In breve: la protesta dei portuali, che già in partenza appariva fortemente egemonizzata dagli ambienti di estrema destra – già settimana scorsa, all’annuncio dell’imminente sciopero, facendo un giro sugli hashtag #Trieste e #portuali si potevano trovare testimonianze di questa natura reazionaria delle proteste, con tantissimi tweet di sostegno provenienti da account di destra – era diventata una sorta di circo. E sopratuttto i lavoratori erano diventati sempre più una minoranza, rimpiazzati da manifestanti provenienti da fuori e appartenenti alle frange più estremiste del movimento no-Green Pass e no-vax.

Intanto, il leader della protesta Stefano Puzzer ha rassegnato le sue dimissioni dal Coordinamento dei lavoratori portuali di Trieste (Cplt). “È giusto che mi assuma le mie responsabilità”, ha detto. La sua responsabilità in questo caso è l’aver annunciato prima la fine dello sciopero e poi la sua continuazione fino al 20 ottobre. Il risultato finale di tutto lo sciopero sembra essere un ritorno al punto di partenza: in un comunicato i portuali si dicono soddisfatti dell’offerta del governo dei tamponi gratuiti per i portuali – proprio l’offerta che avevano rimandato al mittente prima di iniziare lo sciopero. 

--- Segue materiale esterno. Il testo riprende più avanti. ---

PR #14348, opened 2015-10-11
Add enpass.rb

Eitot:
Password manager

### DIFF
--- a/Casks/enpass.rb
+++ b/Casks/enpass.rb
@@ -1,0 +1,23 @@
+cask :v1 => 'enpass' do
+  version '5.0.2'
+  sha256 '62bfc6da69a43800d429013c6426181df085334e58d9142a7824cf917c0ab319'
+
+  # sinew.in is the official download host per the vendor homepage
+  url "http://dl.sinew.in/mac/package/Enpass-#{version}.zip"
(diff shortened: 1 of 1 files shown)


victorpopkov:
You should check your Git configurations (`git config`). At the moment the email used in your commits doesn't point to your GitHub account so your contribution won't be credited to you.

Eitot:
@victorpopkov: I modified it with `git config`, but how can I change or override the commit?

victorpopkov:
Yes, the email address will be exposed. If you don't want to expose it, you could use the `<your_username>@users.noreply.github.com`.

Eitot:
@victorpopkov: That’s indeed what I did. I wonder about my previous commits though. Didn’t realise that Github uses my email address unless I set it to private.

Eitot:
I think I fixed it now, for both pull requests. Past commits don’t seem to have exposed my email address. Thanks for the heads-up.

vitorgalvao:
Thank you, but this a [walled build](https://github.com/caskroom/homebrew-cask/blob/master/CONTRIBUTING.md#finding-a-home-for-your-cask).

We cannot accept it here. You may submit it to [caskroom/unofficial](https://github.com/caskroom/homebrew-unofficial), though.

PR #14367, opened 2015-10-12
Add Konica Minolta Bizhub C220/C280/C360 Driver 3.9.0, Update Localization of Adobe CC Applications, Add SaveHollywood Screen Saver

reitermarkus:


reitermarkus:
Can this be merged?

vitorgalvao:
Just saw this PR.

We can’t merge it as it is, no. You should submit a PR for each app, as this type of submissions most of the time has some problem with an app that stops the other from being included. In this case, the problem is with the Adobe apps. Many people prefer their system in one language (many times their native one) and their apps in another (mostly english), so we won’t install a different language automatically, that is what [caskroom/versions](https://github.com/caskroom/homebrew-versions) is for.

vitorgalvao:
Thank you for the contribution. It needed some fixes, so they were made in 3e3a5c1771691fc21a8c1b4546419704ccc9d907. Your contribution is still included (and still credited to you), with the appropriate modifications. Please feel free to ask about any of the changes.

reitermarkus:
Thank you, so should I resubmit the Adobe ones to caskroom/versions as a whole `adobe-photoshop-cc-localized` or only for my language `adobe-photoshop-cc-de`?

PR #14369, opened 2015-10-12
Update Private Eye.app download URL

samdoran:
Previous download URL was grabbing an older version. This is the new download
URL per the homepage.

Add launchctl key to uninstall stanza.

Verified workaround is still neded to unload kext.

If Private Eye is running during uninstall, the uninstall will fail becase the kext unload happens too soon after the quit. Running the uninstall a second time works or quitting the app before running unistall works. I'm not sure of a good way to solve this. Open to suggestions.

### DIFF
--- a/Casks/private-eye.rb
+++ b/Casks/private-eye.rb
@@ -2,12 +2,12 @@ cask :v1 => 'private-eye' do
   version :latest
   sha256 :no_check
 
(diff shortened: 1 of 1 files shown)


vitorgalvao:
Merged as fb64eb5c80790456ed5b6f0a7c469eac7f455d86.

PR #14370, opened 2015-10-12
Add Radio Silence.app

samdoran:
Similar to PR #1802, an extra stanza is required so the uninstall does not fail. Both of these apps are from the same developer and using the same kext, hence the similar behavior.

Also, similar to PR #14369, the uninstall task will fail if the app is running. I'm not sure of a good way to fix that


vitorgalvao:
Merged as faf1a76edab0205d3c707fed2380ff53303a62f8.

PR #14383, opened 2015-10-13
Fixed Haskell-Platform 7.10.2-a uninstall script

coreymcdermott:
Fixed Haskell-Platform 7.10.2-a uninstall script

### DIFF
--- a/Casks/haskell-platform.rb
+++ b/Casks/haskell-platform.rb
@@ -9,7 +9,7 @@ cask :v1 => 'haskell-platform' do
 
   pkg "Haskell Platform #{version} 64bit-signed.pkg"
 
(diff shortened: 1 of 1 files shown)


michaelsbradleyjr:
After running `brew cask uninstall haskell-platform` I find that `haskell-platform` is still given in the output of `brew cask list`, despite the uninstall process having completed without error. I have done `cask doctor` and `cask cleanup`, in combination with cycling through an uni/install of the package, to no avail. I'm all up-to-date with respect to `brew update`.

I'm not sure how to fix it, nor whether the problem is related to this pull request, but any suggestions would be appreciated re: how to fix it.

vitorgalvao:
@michaelsbradleyjr https://github.com/caskroom/homebrew-cask/issues/14058.

PR #14386, opened 2015-10-13
change panoply to use the version number, which is now part of the URL.

hollandjg:


fanquake:
If you switch to using a version number, you also need to provide a SHA256

vitorgalvao:
Thank you for the contribution. It needed some fixes, so they were made in 1fb9f960099b584947ac3c8fb6757842966cbc6d. Your contribution is still included (and still credited to you), with the appropriate modifications. Please feel free to ask about any of the changes.

PR #8523, opened 2014-12-30
attempt to clean up launchctl plists on uninstall

rolandwalker:
separate `launchctl unload` and comment that this command was intended for unloading jobs by pathname rather than bundle ID. Leave that undocumented for now as it is untested.

PR #14730, opened 2015-10-28
Remove launchjob files during uninstall, even if they are not loaded

### LINKED ISSUE #14728: Launchctl uninstall do not clean-up users LaunchAgents .plist files
(moving discussion from #14723)

launchctl uninstall seems to be designed to delete LaunchAgents .plist files as well, but it does not work on users LaunchAgents.
[/lib/hbc/artifact/uninstall_base.rb#L215-L223](../blob/c0ed120631bd6ab5607d99dfa0efff82b7398959/lib/hbc/artifact/uninstall_base.rb#L215-L223):
```ruby
if result.success?
  paths = ["/Library/LaunchAgents/#{service}.plist",
           "/Library/LaunchDaemons/#{service}.plist"]
  paths.each { |elt| elt.prepend('~') } unless with_sudo
  paths = paths.map { |elt| Pathname(elt) }.select(&:exist?)
  paths.each do |path|
    @command.run!('/bin/rm', :args => ['-f', '--', path], :sudo => with_sudo)
  end
end
```

Issue seems to be related to FileTest.exist not supporting tilde:
```ruby
irb(main):001:0> FileTest.exist?('./')
=> true
irb(main):002:0> FileTest.exist?('~/')
=> false
```

CC @vitorgalvao, @jawshooah

jawshooah:
This fixes the original implementation in #8523 to correctly remove user launchjob files, and to do so even when the jobs have not been loaded.

Fixes #14728

[Review on Reviewable](https://reviewable.io/reviews/caskroom/homebrew-cask/14730)

### DIFF
--- a/lib/hbc/artifact/uninstall_base.rb
+++ b/lib/hbc/artifact/uninstall_base.rb
@@ -212,16 +212,14 @@ class Hbc::Artifact::UninstallBase < Hbc::Artifact::Base
           plist_status = @command.run('/bin/launchctl', :args => ['list', service], :sudo => with_sudo, :print_stderr => false).stdout
           if %r{^\{}.match(plist_status)
             result = @command.run!('/bin/launchctl', :args => ['remove', service], :sudo => with_sudo)
-            if result.success?
-              paths = ["/Library/LaunchAgents/#{service}.plist",
-                       "/Library/LaunchDaemons/#{service}.plist"]
-              paths.each { |elt| elt.prepend(ENV['HOME']) } unless with_sudo
-              paths = paths.map { |elt| Pathname(elt) }.select(&:exist?)
-              paths.each do |path|
-                @command.run!('/bin/rm', :args => ['-f', '--', path], :sudo => with_sudo)
-              end
-            end
             sleep 1
+          end
+          paths = ["/Library/LaunchAgents/#{service}.plist",
+                   "/Library/LaunchDaemons/#{service}.plist"]
+          paths.each { |elt| elt.prepend(ENV['HOME']) } unless with_sudo
+          paths = paths.map { |elt| Pathname(elt) }.select(&:exist?)
+          paths.each do |path|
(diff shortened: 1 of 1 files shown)


lib/hbc/artifact/uninstall_base.rb
```diff
@@ -209,18 +209,16 @@ def dispatch_uninstall_directives(stanza, expand_tilde=true)
...
+          paths = ["/Library/LaunchAgents/#{service}.plist",
+                   "/Library/LaunchDaemons/#{service}.plist"]
+          paths.each { |elt| elt.prepend(ENV['HOME']) } unless with_sudo
+          paths = paths.map { |elt| Pathname(elt) }.select(&:exist?)
+          paths.each do |path|
+            @command.run!('/bin/rm', :args => ['-f', '--', path], :sudo => with_sudo)
+          end
           plist_status = @command.run('/bin/launchctl', :args => ['list', service], :sudo => with_sudo, :print_stderr => false).stdout
           if %r{^\{}.match(plist_status)
             result = @command.run!('/bin/launchctl', :args => ['remove', service], :sudo => with_sudo)
```
forkbomber: @jawshooah any specific reason to rm .plist file and only after it run `launchctl remove`?
This is a reversal of previous flow and feels unnatural.
I'd assume it works just fine, but we can't safely assume that another launchctl rewrite at Apple wouldn't break our sequence (i. e. first `rm .plist` and only then `launchctl remove`).

jawshooah: Good point. I tested locally and there were no problems, but there's no guarantee that won't change. Thanks for the review!

vitorgalvao:
Looks fine to me. We should cut a release after this is in (there were other small fixes in the meantime as well)

vitorgalvao:
Are you cutting the new release, or do you want me to do it?

jawshooah:
Took care of it myself.

PR #14749, opened 2015-10-29
Update UninstallPKG to 1.0.18

buo:


vitorgalvao:
Though there’s no harm in it, you don’t need to waste time updating the shasum of appcasts. We don’t yet take advantage of the feature, so they’ll all likely need changing when we do, anyway,

vitorgalvao:
Thank you for the contribution. It was merged directly as 3a85f7da61322779cda73e3bc9b455190b4d35d4 to keep commit history cleaner. Your contribution is still credited to you.

PR #14811, opened 2015-10-30
Move semulov back to using :latest

Amorymeltzer:
Updated version, dev appears to no longer be offering versioned dl links
See #6084


vitorgalvao:
Thank you for the contribution. It was merged directly as f1cb2670d18c4f781c81163cf361c0f5d882e582 to keep commit history cleaner. Your contribution is still credited to you.

PR #14821, opened 2015-10-31
add BOINC 7.6.12

jm3:
add Berkeley Open Infrastructure for Network Computing, aka BOINC!]

if anyone can confirm whether I did the pkg installer the right way, that would be helpful.

### DIFF
--- a/Casks/boinc.rb
+++ b/Casks/boinc.rb
@@ -1,0 +1,11 @@
+cask :v1 => 'boinc' do
+  version '7.6.12'
+  sha256 '194c91040807d995a5f54574c207d12b8970008319e146abb8fcfa13f75e39c6'
+
+  url "http://boinc.berkeley.edu/dl/boinc_#{version}_macOSX_x86_64.zip"
+  name 'Berkeley Open Infrastructure for Network Computing (BOINC)'
+  homepage 'https://boinc.berkeley.edu/'
+  license :gpl
+  installer :script => "boinc_#{version}_macOSX_x86_64/BOINC Installer.app/Contents/MacOS/BOINC Installer"
+  uninstall :pkgutil => 'edu.berkeley.boinc'
+end


Casks/boinc.rb
```diff
@@ -0,0 +1,10 @@
+cask :v1 => 'boinc' do
+  version '7.6.12'
+  sha256  '194c91040807d995a5f54574c207d12b8970008319e146abb8fcfa13f75e39c6'
+
+  url      'http://boinc.berkeley.edu/dl/boinc_7.6.12_macOSX_x86_64.zip'
```
fanquake: Use #{version} in the url

vitorgalvao:
Don’t space things like that. Look at other casks and follow their structure.

That installation method won’t work. You’re just calling the binary inside the bundle, which is useless. It’ll still call a GUI. Use [`installer :manual`](https://github.com/caskroom/homebrew-cask/blob/master/doc/CASK_LANGUAGE_REFERENCE.md#installer-manual) instead.

Also, it’s missing `uninstall`. There are [scripts](https://github.com/caskroom/homebrew-cask/tree/master/developer/bin) and [documentation](https://github.com/caskroom/homebrew-cask/blob/master/doc/CASK_LANGUAGE_REFERENCE.md#uninstall-stanza-details) geared for that.

jm3:
thanks for the feedback! updated the PR with working uninstall stanza, un-aligned variables, and `#{version}` substitution in the URL + installer path strings. let me know if there's anything else i should change.

@vitorgalvao calling the installer binary inside the bundle works fine for me; i learned that directly from the homebrew-cask contribution instructions.

vitorgalvao:
> calling the installer binary inside the bundle works fine for me; i learned that directly from the homebrew-cask contribution instructions.

I find that unlikely. Where exactly did you see that? We don’t like if it calls a GUI, and never did.

vitorgalvao:
> calling the installer binary inside the bundle works fine for me

It calls a GUI, so it doesn’t work fine.

vitorgalvao:
Thank you for the contribution. It needed some fixes, so they were made in 6413ecc69a304036813d1df47ba7d5dedda9b084. Your contribution is still included (and still credited to you), with the appropriate modifications. Please feel free to ask about any of the changes.

vitorgalvao:
I’d still like to know where you got that idea, though, so we can fix the documentation.

jm3:
@vitorgalvao k,  i changed the formula so it runs entirely on the command-line now:
`pkg "boinc_#{version}_macOSX_x86_64/BOINC Installer.app/Contents/Resources/BOINC.pkg"`

re: the documentation: yup, i knew that it launched the GUI installer, but when I *didn't* invoke it that way, the app doesn't get installed. That style of invoking the script INSIDE the app bundle (or the raw pkg file inside the app bundle, which I've since changed it to), was the only way that it seemed to work, which i got by trying all the things in the CONTRIBUTION docs, under pkg instructions and `installer :script`. when you unzip the result of the BOINC URI, you get an .app bundle, but making homebrew cask run that directly with `pkg` or `app` didn't install the app. can you point me to which section of the docs would have showed me the right way to do it?

since the headless installer is a bit slow, with no terminal feedback to the user, is there a simple way I can output a status message to the terminal so that the user knows it's running successfully and hasn't died? or is that poor form?

vitorgalvao:
> i changed the formula so it runs entirely on the command-line now:
pkg "boinc_#{version}_macOSX_x86_64/BOINC Installer.app/Contents/Resources/BOINC.pkg"

That works, thank you. Already updated the cask.

> since the headless installer is a bit slow, with no terminal feedback to the user

Not that slow, and it has a bouncing icon, so not that big of a deal.

> yup, i knew that it launched the GUI installer, but when I didn't invoke it that way, the app doesn't get installed.

It also didn’t get installed with your solution. It called a GUI, which is worse since is not scriptable.

> was the only way that it seemed to work

But it didn’t work, because it did not finish the installation.

> trying all the things in the CONTRIBUTION docs, under pkg instructions and `installer :script`.

You were using `installer :script` wrongly. It says right there (emphasis added): “introduces a series of key-value pairs describing a command which will **automate completion of the install**”.

> can you point me to which section of the docs would have showed me the right way to do it?

I already linked you to it. It’s `installer :manual`.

Gli altri sindacati invece, quelli confederali, hanno preso le distanze dalle proteste di questi giorni. “Il forte legame tra il porto, i suoi lavoratori e la città non può e non deve essere compromesso da persone che con il porto non hanno nulla a che fare”, hanno scritto in un comunicato congiunto Cgil, Cisl e Uil, probabilmente riferendosi al fatto che lo sciopero dei portuali nel corso del weekend fosse diventato una specie di passerella per personaggi equivoci. “Le legittime manifestazioni di dissenso devono essere garantite ma non possono impedire ad un porto e ad una città di continuare a generare reddito e prospettive per il futuro. Quelle persone che hanno dimostrato solidarietà a quei lavoratori portuali in presidio facciano un passo in avanti e liberino il porto e quei lavoratori da un peso e una responsabilità che non hanno. Non si esasperi questa situazione perché, nel rispetto di tutte le idee, chiediamo che la maggioranza non sia ostaggio di una minoranza”.